Schneider, L. K. (2011). The Experience of Phenomenological Place: The Architecture of Local Workers in Global Work Places, in Schutzian Research Volume 3 / 2011. Special issue: Phenomenology of the Human Sciences, pp. 67-77. Edited by Richard L. Lanigan (Bucharest: Zeta Books, 2011.)
Local Workers, Global Work Place, and the Experience of Place -- Lori K. Schneider
Abstract:
This hermeneutic phenomenological study of how remote workers in global corporations experience and interpret local place is based on Heidegger’s thinking about space, place, and dwelling, Giddens’ conception of globalization as “time-space distanciation,” and recent research and theory related to remote work and architecture. Study participants are knowledge workers in the United States and Europe who work full time from home as employees of large global corporations. The analysis reveals several insights about remote workers’ lived experience of place, including the importance of managing the threshold between work and home and the need to create spaces for interaction at work. Some remote workers learn to shape, choose, or create places that better suit them, while others prefer to remain in place.
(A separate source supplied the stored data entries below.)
PR #689, opened 2021-01-26
[discover] Do not queue machete repository update in project resolver…

### LINKED ISSUE #667: Autodiscover happens prematurely
Open a project with no .git/machete file. Notification shows up before Git Machete tab is even opened:

image

This might be confusing for newcomers.

I remember we've already resolved this issue... possibly it only manifests itself on 2020.3? Or a regression happened :c

mkondratek:
… - fixes premature autodiscover (closes #667)

### DIFF
--- a/frontendExternalSystem/src/main/java/com/virtuslab/gitmachete/frontend/externalsystem/project/MacheteProjectResolver.java
+++ b/frontendExternalSystem/src/main/java/com/virtuslab/gitmachete/frontend/externalsystem/project/MacheteProjectResolver.java
@@ -9,15 +9,11 @@ import com.intellij.openapi.externalSystem.model.project.ProjectData;
 import com.intellij.openapi.externalSystem.model.task.ExternalSystemTaskId;
 import com.intellij.openapi.externalSystem.model.task.ExternalSystemTaskNotificationListener;
 import com.intellij.openapi.externalSystem.service.project.ExternalSystemProjectResolver;
-import io.vavr.control.Option;
-import lombok.CustomLog;
 import org.checkerframework.checker.nullness.qual.Nullable;
 
 import com.virtuslab.gitmachete.frontend.externalsystem.MacheteProjectService;
 import com.virtuslab.gitmachete.frontend.externalsystem.settings.MacheteExecutionSettings;
-import com.virtuslab.gitmachete.frontend.ui.providerservice.GraphTableProvider;
 
-@CustomLog
 public class MacheteProjectResolver implements ExternalSystemProjectResolver<MacheteExecutionSettings> {
 
   @Override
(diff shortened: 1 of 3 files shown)


micpiotrowski (approved):

frontendExternalSystem/src/main/java/com/virtuslab/gitmachete/frontend/externalsystem/project/MacheteProjectResolver.java
```diff
@@ -28,16 +24,6 @@
       @Nullable MacheteExecutionSettings settings,
       ExternalSystemTaskNotificationListener listener)
       throws ExternalSystemException, IllegalArgumentException, IllegalStateException {
-
-    var graphTableProvider = Option.of(settings)
```
PawelLipski, line 32: Wow okay... any idea what was the original purpose of this piece? As in, why it used to be needed back then but redundant/erroneous now?...

PawelLipski: The point being, whether by removing this stuff we don't break sth else

PawelLipski:
Hmm I'm getting the following error on a repo where there was NO .git/machete file:

image

But other than that, all happened as expected (autodiscover only when the tab opened, with a notification popping up)

frontendExternalSystem/src/main/java/com/virtuslab/gitmachete/frontend/externalsystem/project/MacheteProjectResolver.java
mkondratek: Now we have got this part of the code

```
addAncestorListener(new AncestorListenerAdapter() {
      @Override
      public void ancestorAdded(AncestorEvent event) {
        var gitRepository = selectedGitRepositoryProvider.getSelectedGitRepository().getOrNull();
        if (gitRepository != null) {
          var macheteFilePath = getMacheteFilePath(gitRepository);
          Runnable queueDiscoverOperation = () -> graphTable.queueDiscover(macheteFilePath, () -> {});
          var rediscoverSuggester = new RediscoverSuggester(gitRepository, queueDiscoverOperation);
          graphTable.queueRepositoryUpdateAndModelRefresh(() -> rediscoverSuggester.perform());
        }
      }
    });
```

https://github.com/VirtusLab/git-machete-intellij-plugin/blob/59f1e2000aa390475f2a50005f2acf064bb0f745/frontendUiRootImpl/src/main/java/com/virtuslab/gitmachete/frontend/ui/impl/root/GitMachetePanel.java#L60

The reason is that we want to queue repository (first) update at the right moment. Resolver called it at the very beginning of the IDE run. In the meantime came the above part which calls the update later, on Git Machete tab opening.

PawelLipski (approved):

PR #693, opened 2021-01-27
Extend supported version range to 2021.1 + check compatibility with 2021.1-EAP

PawelLipski:
As for now there are suspiciously ZERO additional binary incompatibilities comparing to 2020.3... let's wait till a few further EAP snapshots with actually releasing this version range extension.


.circleci/config.yml
```diff
@@ -86,14 +86,14 @@ jobs:
           command: ./gradlew runPluginVerifier
 
       - run:
-          name: Run UI tests against earlier supported major IntelliJ versions
-          command: ./scripts/run-ui-tests latestMinorsOfOldSupportedMajors
+          name: Run UI tests against an EAP of the latest supported major IntelliJ version (if applicable)
```
PawelLipski, line 89: Reverted the order for the sake of quicker feedback in case anything goes wrong

build.gradle
```diff
@@ -22,13 +22,20 @@ ext {
     // Most recent minor versions of all major releases
     // between earliest supported (incl.) and latest stable (excl.), used for binary compatibility checks
     latestMinorsOfOldSupportedMajors: ['2020.1.4', '2020.2.4'],
-    latestSupportedMajor: '2020.3',
```
PawelLipski, line 25: One less value to bump manually ;p
This value (corresponding to `until-build`) can be derived automatically, see below

version.gradle
```diff
@@ -1,3 +1,3 @@
 ext {
-  PROSPECTIVE_RELEASE_VERSION = '0.8.3'
+  PROSPECTIVE_RELEASE_VERSION = '0.9.0'
```
mkondratek, line 2: :open_mouth:

mkondratek (approved):

version.gradle
PawelLipski: As per convention... minor is bumped when the IDE compatibility range is extended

Some become more involved in their local communities, helping these communities become more globally-connected while retaining their unique local qualities. The analysis reveals five themes that suggest that place is both spatial and temporal. A place is a specific location within physical space that acquires personal meaning, arising from a person’s past history and evolving with ongoing or repeated experience. Individuals make meaning of place as Center (groundedness or rootedness), Setting (activity, convenience or purpose), and Source (generativity, inspiration or transcendence). We shape and respond to places; places shape us as our lives take place within them.